Go through the entries below and copy each line that holds the word "until".

Dataset entries:
• • • • • • •

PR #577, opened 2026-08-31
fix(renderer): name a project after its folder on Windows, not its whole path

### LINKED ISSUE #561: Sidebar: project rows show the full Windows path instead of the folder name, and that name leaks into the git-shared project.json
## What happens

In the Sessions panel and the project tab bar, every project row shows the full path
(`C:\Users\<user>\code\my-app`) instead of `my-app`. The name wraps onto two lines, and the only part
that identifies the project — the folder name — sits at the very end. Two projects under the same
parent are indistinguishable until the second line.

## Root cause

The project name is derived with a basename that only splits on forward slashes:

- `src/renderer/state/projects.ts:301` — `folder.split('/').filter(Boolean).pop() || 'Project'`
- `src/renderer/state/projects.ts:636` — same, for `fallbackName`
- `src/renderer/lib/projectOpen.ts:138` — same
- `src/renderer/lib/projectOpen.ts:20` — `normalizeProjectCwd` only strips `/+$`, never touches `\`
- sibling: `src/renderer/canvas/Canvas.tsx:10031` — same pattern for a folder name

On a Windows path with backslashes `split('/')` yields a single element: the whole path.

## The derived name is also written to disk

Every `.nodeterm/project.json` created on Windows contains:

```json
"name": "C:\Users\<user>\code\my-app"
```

• • • • • • •

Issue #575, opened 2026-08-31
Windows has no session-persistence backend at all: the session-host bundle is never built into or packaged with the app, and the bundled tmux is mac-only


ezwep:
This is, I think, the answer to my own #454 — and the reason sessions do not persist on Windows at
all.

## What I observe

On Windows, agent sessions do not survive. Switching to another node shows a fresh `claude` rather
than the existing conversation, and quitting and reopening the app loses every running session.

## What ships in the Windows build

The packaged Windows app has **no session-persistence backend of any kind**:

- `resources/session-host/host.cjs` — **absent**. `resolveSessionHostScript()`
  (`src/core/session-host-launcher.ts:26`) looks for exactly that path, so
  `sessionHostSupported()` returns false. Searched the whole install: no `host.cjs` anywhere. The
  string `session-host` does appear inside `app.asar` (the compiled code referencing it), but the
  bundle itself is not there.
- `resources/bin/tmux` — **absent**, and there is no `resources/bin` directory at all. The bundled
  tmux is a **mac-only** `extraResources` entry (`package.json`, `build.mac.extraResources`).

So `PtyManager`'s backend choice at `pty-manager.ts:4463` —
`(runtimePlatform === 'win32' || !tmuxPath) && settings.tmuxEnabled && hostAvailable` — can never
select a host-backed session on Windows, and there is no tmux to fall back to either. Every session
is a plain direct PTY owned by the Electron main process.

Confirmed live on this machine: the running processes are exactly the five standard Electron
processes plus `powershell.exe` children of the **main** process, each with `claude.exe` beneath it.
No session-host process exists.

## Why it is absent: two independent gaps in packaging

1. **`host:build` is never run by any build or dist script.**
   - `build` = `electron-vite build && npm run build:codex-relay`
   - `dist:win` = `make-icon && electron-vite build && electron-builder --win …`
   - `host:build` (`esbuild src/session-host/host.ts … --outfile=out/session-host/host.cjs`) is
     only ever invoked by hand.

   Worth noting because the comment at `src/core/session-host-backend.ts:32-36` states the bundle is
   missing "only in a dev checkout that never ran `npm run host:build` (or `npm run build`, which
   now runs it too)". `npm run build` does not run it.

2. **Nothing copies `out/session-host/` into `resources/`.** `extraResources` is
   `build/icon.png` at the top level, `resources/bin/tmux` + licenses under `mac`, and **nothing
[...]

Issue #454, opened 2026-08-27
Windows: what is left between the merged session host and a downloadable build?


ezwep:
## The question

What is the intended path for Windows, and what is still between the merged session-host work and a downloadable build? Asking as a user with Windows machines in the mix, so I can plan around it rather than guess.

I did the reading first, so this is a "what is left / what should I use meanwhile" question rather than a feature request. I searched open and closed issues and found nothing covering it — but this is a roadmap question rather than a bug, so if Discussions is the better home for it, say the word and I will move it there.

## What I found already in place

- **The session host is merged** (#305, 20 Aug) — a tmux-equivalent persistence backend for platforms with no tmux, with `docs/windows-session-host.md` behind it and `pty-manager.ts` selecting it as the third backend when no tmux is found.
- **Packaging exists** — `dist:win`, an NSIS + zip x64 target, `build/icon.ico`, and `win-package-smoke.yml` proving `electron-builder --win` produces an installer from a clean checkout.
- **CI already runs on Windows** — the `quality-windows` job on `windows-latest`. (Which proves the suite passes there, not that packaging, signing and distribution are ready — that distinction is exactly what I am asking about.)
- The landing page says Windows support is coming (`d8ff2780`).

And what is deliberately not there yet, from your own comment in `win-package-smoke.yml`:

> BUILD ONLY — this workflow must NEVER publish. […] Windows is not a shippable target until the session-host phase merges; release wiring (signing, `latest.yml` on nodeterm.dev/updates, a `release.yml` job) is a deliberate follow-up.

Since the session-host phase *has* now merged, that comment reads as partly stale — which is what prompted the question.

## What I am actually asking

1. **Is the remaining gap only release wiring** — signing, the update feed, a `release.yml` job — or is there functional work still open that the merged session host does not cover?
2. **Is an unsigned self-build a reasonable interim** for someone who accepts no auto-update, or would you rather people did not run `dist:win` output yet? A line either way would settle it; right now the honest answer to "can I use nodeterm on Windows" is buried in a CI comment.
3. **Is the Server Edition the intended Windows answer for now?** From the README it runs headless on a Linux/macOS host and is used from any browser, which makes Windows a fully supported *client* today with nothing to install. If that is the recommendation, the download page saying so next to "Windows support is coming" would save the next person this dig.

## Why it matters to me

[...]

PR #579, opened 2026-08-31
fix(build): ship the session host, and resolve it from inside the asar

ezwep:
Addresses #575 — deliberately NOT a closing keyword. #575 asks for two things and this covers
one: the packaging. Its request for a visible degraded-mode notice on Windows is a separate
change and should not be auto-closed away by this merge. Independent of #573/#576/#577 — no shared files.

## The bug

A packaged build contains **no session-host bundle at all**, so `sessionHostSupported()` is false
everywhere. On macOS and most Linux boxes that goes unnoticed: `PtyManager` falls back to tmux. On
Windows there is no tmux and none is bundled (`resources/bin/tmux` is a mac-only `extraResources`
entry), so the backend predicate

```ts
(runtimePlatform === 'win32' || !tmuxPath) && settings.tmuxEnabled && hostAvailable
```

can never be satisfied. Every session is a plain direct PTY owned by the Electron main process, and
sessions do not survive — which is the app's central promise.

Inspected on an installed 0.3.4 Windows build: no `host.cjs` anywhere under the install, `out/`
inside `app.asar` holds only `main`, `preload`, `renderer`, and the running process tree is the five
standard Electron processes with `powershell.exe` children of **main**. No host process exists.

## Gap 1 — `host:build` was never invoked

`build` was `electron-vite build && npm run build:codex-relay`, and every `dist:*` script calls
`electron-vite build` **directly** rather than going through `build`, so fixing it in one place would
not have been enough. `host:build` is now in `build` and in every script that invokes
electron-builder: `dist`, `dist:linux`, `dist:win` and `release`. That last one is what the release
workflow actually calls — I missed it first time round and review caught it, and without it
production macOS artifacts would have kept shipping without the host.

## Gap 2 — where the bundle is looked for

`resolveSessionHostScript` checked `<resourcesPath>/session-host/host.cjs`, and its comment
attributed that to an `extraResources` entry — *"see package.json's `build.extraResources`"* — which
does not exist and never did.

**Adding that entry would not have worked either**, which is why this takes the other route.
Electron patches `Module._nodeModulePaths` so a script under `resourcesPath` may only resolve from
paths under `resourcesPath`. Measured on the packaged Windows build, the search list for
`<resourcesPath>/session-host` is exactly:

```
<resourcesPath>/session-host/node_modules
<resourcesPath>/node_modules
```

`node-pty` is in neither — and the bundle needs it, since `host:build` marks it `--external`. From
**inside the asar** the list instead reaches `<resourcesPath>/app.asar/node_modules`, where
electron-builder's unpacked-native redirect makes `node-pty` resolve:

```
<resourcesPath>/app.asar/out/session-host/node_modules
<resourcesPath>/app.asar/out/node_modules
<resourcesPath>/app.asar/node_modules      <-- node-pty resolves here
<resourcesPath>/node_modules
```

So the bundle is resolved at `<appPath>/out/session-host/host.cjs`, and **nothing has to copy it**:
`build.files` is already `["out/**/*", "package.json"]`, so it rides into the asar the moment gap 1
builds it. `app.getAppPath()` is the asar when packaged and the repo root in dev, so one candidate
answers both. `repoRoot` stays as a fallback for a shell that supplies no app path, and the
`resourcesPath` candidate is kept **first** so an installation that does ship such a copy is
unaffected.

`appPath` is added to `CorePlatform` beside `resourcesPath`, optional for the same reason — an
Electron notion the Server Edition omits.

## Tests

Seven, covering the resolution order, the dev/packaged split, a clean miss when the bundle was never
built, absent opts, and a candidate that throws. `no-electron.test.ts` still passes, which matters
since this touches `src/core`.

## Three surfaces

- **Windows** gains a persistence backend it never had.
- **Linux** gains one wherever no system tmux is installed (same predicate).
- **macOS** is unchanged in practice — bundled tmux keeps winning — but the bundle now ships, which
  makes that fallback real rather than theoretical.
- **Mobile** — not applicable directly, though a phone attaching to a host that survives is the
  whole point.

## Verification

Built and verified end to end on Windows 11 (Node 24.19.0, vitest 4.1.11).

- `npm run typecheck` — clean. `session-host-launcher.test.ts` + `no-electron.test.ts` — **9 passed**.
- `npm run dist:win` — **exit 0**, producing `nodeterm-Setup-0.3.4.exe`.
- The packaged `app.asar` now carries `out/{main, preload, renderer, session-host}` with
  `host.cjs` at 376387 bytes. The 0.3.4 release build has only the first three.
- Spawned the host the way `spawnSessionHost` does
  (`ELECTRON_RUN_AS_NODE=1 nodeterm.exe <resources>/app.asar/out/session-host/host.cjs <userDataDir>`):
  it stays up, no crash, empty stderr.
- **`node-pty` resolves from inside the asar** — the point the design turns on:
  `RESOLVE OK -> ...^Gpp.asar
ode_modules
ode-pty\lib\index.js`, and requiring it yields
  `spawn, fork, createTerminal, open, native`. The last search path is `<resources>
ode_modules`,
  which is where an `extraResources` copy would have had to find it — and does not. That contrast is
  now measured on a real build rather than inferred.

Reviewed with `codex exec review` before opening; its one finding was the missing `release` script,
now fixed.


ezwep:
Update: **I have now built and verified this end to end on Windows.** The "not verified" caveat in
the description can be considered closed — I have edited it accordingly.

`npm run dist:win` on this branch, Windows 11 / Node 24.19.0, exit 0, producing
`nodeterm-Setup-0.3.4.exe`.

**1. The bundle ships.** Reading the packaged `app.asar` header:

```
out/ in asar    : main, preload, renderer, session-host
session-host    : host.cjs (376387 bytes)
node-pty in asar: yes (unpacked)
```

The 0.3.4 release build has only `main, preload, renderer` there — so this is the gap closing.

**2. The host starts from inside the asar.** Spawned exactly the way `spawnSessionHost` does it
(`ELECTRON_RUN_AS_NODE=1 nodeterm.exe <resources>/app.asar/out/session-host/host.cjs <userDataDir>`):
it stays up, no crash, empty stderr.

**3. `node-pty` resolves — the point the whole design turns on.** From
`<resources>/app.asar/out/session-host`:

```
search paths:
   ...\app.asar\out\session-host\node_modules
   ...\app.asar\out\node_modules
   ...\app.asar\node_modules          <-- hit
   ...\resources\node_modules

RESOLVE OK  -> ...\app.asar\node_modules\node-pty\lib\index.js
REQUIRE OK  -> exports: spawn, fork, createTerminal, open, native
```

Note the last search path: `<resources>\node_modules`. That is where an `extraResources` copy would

• • • • • • •

Completed task:
parent are indistinguishable until the second line.
> BUILD ONLY — this workflow must NEVER publish. […] Windows is not a shippable target until the session-host phase merges; release wiring (signing, `latest.yml` on nodeterm.dev/updates, a `release.yml` job) is a deliberate follow-up.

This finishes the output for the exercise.